Deux semaines après ses débuts au Temple, Rachid Badouri estime que son bilan est déjà fort positif. Sa maison de production, Juste pour rire, «ne lâche jamais rien». Il y a eu un affichage massif dans le métro et sur les colonnes Morris. Côté médias, toutes les avenues sont explorées avec attention, même si, comme le dit Marie-Laurence Berthon, «elles sont de moins en moins nombreuses». Il doit rester une demi-douzaine de créneaux sur les grandes chaînes de télé, y compris des émissions mensuelles comme Les enfants de la télé.

Depuis début septembre, Rachid a quand même participé à deux grandes émissions spéciales, Rire contre le racisme et Les stars du rire, diffusées en début de soirée. Sans compter la version française du gala Juste pour rire, animée par Arthur. Celui-ci, devenu «un grand copain» du Québécois, lui accorde une place importante dans son émission hebdomadaire sur la chaîne (câblée) Comédie. Laurent Ruquier, qui anime le principal talk-show de la semaine, On n'est pas couché, connaît bien l'humoriste et n'exclut pas de l'inviter.
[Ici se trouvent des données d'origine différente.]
PR #1198, opened 2018-01-12
Add MatrixConstant

greg-lunarg:
Shaders with matrix constant are seg faulting on Windows when --ccp enabled.


dneto0:
The formatting is off, but I can take care of that before pushing to master.

dneto0:
Fixed formatting, retested, and pushed into master as  c2aadb02d9

PR #1510, opened 2018-04-19
Constant folding for OpVectorTimesScalar

jaebaek:
Related issue: #709


jaebaek:
Rebased and pushed into master as 48802bad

Une responsable de la programmation du prestigieux Grand Journal de Canal+ a juré de l'inviter dès qu'il y aurait «un plateau d'humoristes». Sans parler de chercheurs de talent, côté cinéma, dont trois ou quatre sont venus voir son spectacle, «intéressés par mon côté one man show, de gars capable de danser, de chanter, de faire des grimaces».

En début d'année, il avait eu deux propositions fermes, qui ne se sont pas concrétisées pour des raisons matérielles ou d'emploi du temps. Des comédies, bien sûr, où Rachid aurait tenu de petits rôles, «avec l'accent français». Sa puissante agence, Adéquate, reste sur le qui-vive.

«Faire du cinéma? C'est le rêve de ma vie!», avoue candidement Rachid Badouri.